Steve Jobs hasn’t given up on what he has referred to as a “hobby” — the Apple TV set-top.
The Apple Inc. CEO last week announced that customers will be able to rent more than 1,000 videos from major movie studios, through the company’s iTunes Store, and watch them on their high-definition TVs. And Apple is updating the device’s software to let viewers buy or rent content directly from their TV sets, without having to download the files first to a computer.
“No more driving to the video store or waiting for DVDs to arrive in the mail,” Jobs said in announcing the news.
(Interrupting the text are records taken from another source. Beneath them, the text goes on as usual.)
PR #363, opened 2024-10-29
Fix Llama Benchmarking 8b f16 tests to run on presubmit

aviator19941:
Modify all the changes merged into the sharktank repo to make Llama Benchmarking test work.

### DIFF
--- a/.github/workflows/ci-llama.yaml
+++ b/.github/workflows/ci-llama.yaml
@@ -8,6 +8,7 @@ name: Llama Benchmarking Tests
 
 on:
   workflow_dispatch:
+  pull_request:
   schedule:
     # Weekdays at 5:00 AM UTC = 10:00 PM PST.
     - cron: "0 5 * * 1-5"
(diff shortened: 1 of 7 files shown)


dan-garvey (approved):
I think eventually we will want to move some of these to nightly and only run some on presubmit, but this looks good for now, assuming it passes ci = D.

dan-garvey:
@sogartar fyi

.github/workflows/ci-llama.yaml
```diff
@@ -8,6 +8,7 @@ name: Llama Benchmarking Tests
 
 on:
   workflow_dispatch:
+  pull_request:
   schedule:
     # Weekdays at 5:00 AM UTC = 10:00 PM PST.
     - cron: "0 5 * * 1-5"
```
ScottTodd, line 14: Why run on both `pull_request` and `schedule`? Usually we would run on `pull_request` and `push` _or_ `schedule`, not this combination.

See https://iree.dev/developers/general/github-actions/#workflow-triggers for conventions we use in IREE

PR #1288, opened 2025-04-21
Change dump_args to support TP, PP, and list of tensors

Alex-Vasile:
The current implementation does not support dumping `cache_state` when running with tensor or pipeline parallelism since it doesn't handle ShardedTensors or list of tensors. Changes to allow that to work.

### DIFF
--- a/sharktank/sharktank/utils/load_llm.py
+++ b/sharktank/sharktank/utils/load_llm.py
@@ -4,6 +4,7 @@
 # See https://llvm.org/LICENSE.txt for license information.
 # SPDX-License-Identifier: Apache-2.0 WITH LLVM-exception
 
+import collections
 import math
 from pathlib import Path
 from typing import Optional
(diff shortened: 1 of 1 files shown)


sharktank/sharktank/utils/load_llm.py
```diff
@@ -203,17 +204,28 @@ def dump_args(
...
+                )
+        else:
+            if arg.dtype in [torch.float8_e4m3fnuz, torch.bfloat16]:
+                arg = arg.to(torch.uint8)
+            if phase == "decode":
+                arg_name = f"{arg_name}_{decode_step}"
+            rank_str = f".rank{rank}" if rank else ""
+
+            file_path = Path(self.dump_path, f"{phase}_{arg_name}{rank_str}.npy")
+            np.save(file_path, arg.cpu().numpy())
```
archana-ramalingam, line 228: Update `write_ndarray_to_bin` as discussed.

Alex-Vasile:
Folded in to https://github.com/nod-ai/shark-ai/pull/1238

In addition, Apple, estimated to have sold fewer than 500,000 of the devices to date, chopped the price of the entry-level Apple TV, to $229 for a device with 40 Gigabytes of storage, $70 off its initial suggest retail price.
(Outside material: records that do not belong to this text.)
PR #1293, opened 2025-04-23
[sharktank] Fix issues from recent refactor

archana-ramalingam:
Fix issues from recent refactor:

- Eager mode ppl being skipped in nightly
- torch.view issue
- FP8 issue

### DIFF
--- a/.github/workflows/ci-sharktank-nightly.yml
+++ b/.github/workflows/ci-sharktank-nightly.yml
@@ -7,7 +7,6 @@
 name: CI - sharktank nightly
 
 on:
-  pull_request:
   workflow_dispatch:
   schedule:
     # Weekdays at 11:00 AM UTC = 03:00 AM PST / 04:00 AM PDT
--- a/.github/workflows/ci-sharktank-nightly.yml
+++ b/.github/workflows/ci-sharktank-nightly.yml
@@ -7,6 +7,7 @@
 name: CI - sharktank nightly
 
 on:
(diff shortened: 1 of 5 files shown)


.github/workflows/ci-sharktank-nightly.yml
```diff
@@ -7,6 +7,7 @@
 name: CI - sharktank nightly
 
 on:
+  pull_request:
```
IanNod, line 10: Why are we moving the nightly sharktank tests to on pull_request?

sharktank/tests/evaluate/perplexity_torch_test.py
```diff
@@ -24,7 +23,6 @@
     "batch_size",
     "device",
 )
-@is_mi300x
```
IanNod, line 27: How long does this test take on CPU?

archana-ramalingam: `@is_mi300x` is a IREE specific device specification flag and not needed in eager mode. We use `--device:'cuda:0'` instead. This flag was skipping all eager mode nightly tests, so removing it now.

.github/workflows/ci-sharktank-nightly.yml
archana-ramalingam: Was testing nightly issues, removed it now.

IanNod (approved):

PR #1294, opened 2025-04-23
[SharkTuner][WIP] Packaging tuner with next release

Muzammiluddin-Syed-ECE:
[WIP] Various changes to include tuner in next release.

- Renamed tuner to SharkTuner 
- Add to meta package


sharktuner/examples/simple/shark_tuner.py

The over-the-Internet Apple TV rental service could cut into cable’s video-on-demand business, which has become a significant focus for many operators. Comcast, for example, plans to offer 6,000 VOD movie titles by early next year.
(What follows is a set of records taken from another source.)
PR #1302, opened 2025-04-24
use number of workers as number of logical devices per physical device

dezhiAmd:
**Why**
    Without a logical device for each worker, workload/papalism on each physical gpu will not change
**How**
   By setting environment variable "SHORTFIN_AMDGPU_LOGICAL_DEVICES_PER_PHYSICAL_DEVICE" using number of workers, system can create one logical device for each worker


vinayakdsci (commented):
Could we not just add this as a flag? Imagine a scenario where I did not really want a worker to queue work on the device, but rather parallelize work on the host.

This would be tying the concept of a logical device to a worker too closely. Your thoughts?

stellaraccident:
Is there a PR for how this is implemented in the AMDGPUSystemBuilder? Need to make sure that it is creating the Devices with proper queue affinities. And that should be a kwarg on the system builder.

Better to have flags vs env vars like Vinayak says.

dezhiAmd:
Thanks for the feedback. I will rework the whole picture.

dezhiAmd:
> Is there a PR for how this is implemented in the AMDGPUSystemBuilder? Need to make sure that it is creating the Devices with proper queue affinities. And that should be a kwarg on the system builder.
> 
> Better to have flags vs env vars like Vinayak says.

@stellaraccident,

This is implemented here in the existed code ([amdgpu.cc](https://github.com/nod-ai/shark-ai/blob/1a0c0ccaf461076c0fefac0a3252087cfa74df38/shortfin/src/shortfin/local/systems/amdgpu.cc#L73)

dezhiAmd:
> Could we not just add this as a flag? Imagine a scenario where I did not really want a worker to queue work on the device, but rather parallelize work on the host.
> 
> This would be tying the concept of a logical device to a worker too closely. Your thoughts?

From the [PR ](https://github.com/nod-ai/shark-ai/pull/1391#discussion_r2076294391)you authored, I think now you agree with what I have done here. Can you please approve this change since you are using the same idea?

dezhiAmd:
This PR has everything needed to create multiple logical devices on one physical device:
https://github.com/nod-ai/shark-ai/pull/1403/files

dezhiAmd:
Close this PR since FiberPool dynamically create worker and fiber

PR #1308, opened 2025-04-25
Add ops.mean for SplitPrimitiveTensor

Alex-Vasile:
Only strange thing about this op that I haven't seen in others is that doing the mean across the `shard_dim` requires us to return a `ReplicatedTensor` rather than a `SplitPrimitiveTensor`, especially when `keepdim == False` since the `shard_dim` stops existing.

### DIFF
--- a/sharktank/sharktank/ops/sharded_impls.py
+++ b/sharktank/sharktank/ops/sharded_impls.py
@@ -1063,15 +1063,32 @@ def mean_split(
     keepdim: bool,
     *,
     dtype: torch.dtype,
-) -> None:
-    assert keepdim, "Needs special care"
+) -> SplitPrimitiveTensor | ReplicatedTensor:
     if dim != x.shard_dim:
+        # If keepdim == False dim is smaller than shard_dim we need to offset
+        # shard_dim_new by -1 to have it point to the same dimension.
+        shard_dim_new = x.shard_dim
+        if (not keepdim) and dim < x.shard_dim:
+            shard_dim_new -= 1
+
         shards = [
             mean(shard, dim=dim, keepdim=keepdim, dtype=dtype) for shard in x.shards
         ]
+        return SplitPrimitiveTensor(ts=shards, shard_dim=shard_dim_new)
     else:
-        shards = x.shards  # TODO
-    return SplitPrimitiveTensor(ts=shards, shard_dim=x.shard_dim)
+        gathered = cat(
+            [
+                (
+                    transfer_to_logical_device(shard, x.devices[0])
+                    if i != 0
+                    else barrier_on_logical_device(shard, x.devices[0])
+                )
+                for i, shard in enumerate(x.shards)
+            ],
+            dim=dim,
+        )
+        meaned = mean(gathered, dim=dim, keepdim=keepdim, dtype=dtype)
+        return ReplicatedTensor(ts=meaned, shard_count=x.shard_count, devices=x.devices)
 
 
 @module_register_buffer.override(torch.nn.Module, ShardedTensor)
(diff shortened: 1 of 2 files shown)


sogartar:
> Only strange thing about this op that I haven't seen in others is that doing the mean across the `shard_dim` requires us to return a `ReplicatedTensor` rather than a `SplitPrimitiveTensor`, especially when `keepdim == False` since the `shard_dim` stops existing.

I think the sensible thing is to return a replicated tensor when a reduction dimension is sharded.

Alex-Vasile:
> > Only strange thing about this op that I haven't seen in others is that doing the mean across the `shard_dim` requires us to return a `ReplicatedTensor` rather than a `SplitPrimitiveTensor`, especially when `keepdim == False` since the `shard_dim` stops existing.
> 
> I think the sensible thing is to return a replicated tensor when a reduction dimension is sharded.

I agree, nothing else makes sense. I just haven't seen another op when this was required. That's what I've implemented here.

sharktank/tests/ops/sharded_test.py
```diff
@@ -887,6 +888,38 @@ def testReplicatedLhsAndRhs(self):
...
+)
+class MeanTest(unittest.TestCase):
+    def setUp(self):
+        self.shape = (2, 4, 6)
+        self.shard_dim = 1
+        self.mean_dim = self.shard_dim + self.mean_dim_delta
+        self.shard_count = 2
+
+    def testMeanReplicated(self):
+        tensor = torch.rand(self.shape, dtype=torch.float32)
```
sogartar, line 902: I know other tests are also guilty of this, but this will introduce nondeterminism in the test as the torch RNG was not manually seeded.

sharktank/tests/ops/sharded_test.py
```diff
@@ -887,6 +888,38 @@ def testReplicatedLhsAndRhs(self):
...
+        expected_result = ops.mean(tensor, dim=self.mean_dim, keepdim=self.keepdim)
+        actual_result = ops.mean(
+            ops.replicate(tensor, count=self.shard_count),
+            dim=self.mean_dim,
+            keepdim=self.keepdim,
+        )
+        assert ops.equal(expected_result, actual_result)
```
sogartar, line 909: If for some reason we ever change the order of additions compared to the reference this will fail due to rounding loss of precision. It is better to do `torch.testing.assert_close` to allow for some error tolerance.
The same holds for the other test.

sharktank/sharktank/ops/sharded_impls.py
```diff
@@ -1051,11 +1051,46 @@ def mean_replicated(
...
+                    transfer_to_logical_device(shard, x.devices[0])
+                    if i != 0
+                    else barrier_on_logical_device(shard, x.devices[0])
+                )
+                for i, shard in enumerate(x.shards)
+            ],
+            dim=dim,
+        )
+        meaned = mean(gathered, dim=dim, keepdim=keepdim, dtype=dtype)
+        return ReplicatedTensor(ts=meaned, shard_count=x.shard_count, devices=x.devices)
```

“The opening up of rental for video on iTunes is not surprising, given that is how most consumers looking for legal paid movie downloads will choose to acquire them,” ABI Research research director Michael Wolf said. But, he added, Apple will have no pricing advantage, as the studios dictate the same terms to all distributors for rentals.
The iTunes movie rentals are $2.99 for catalog titles and $3.99 for new releases. Apple said it will have 100 HD titles for rent by the end of next month, which will each be a dollar extra.
Netflix, for one, seemed concerned about Apple’s entry into digital rentals enough to announce (prior to the MacWorld show last week) that it would allow unlimited Internet streaming of a library of 6,000 titles to most subscribers. The DVD-by-mail company is working up its own Apple TV-style set-top, with LG Electronics, to be available in the second half of the year.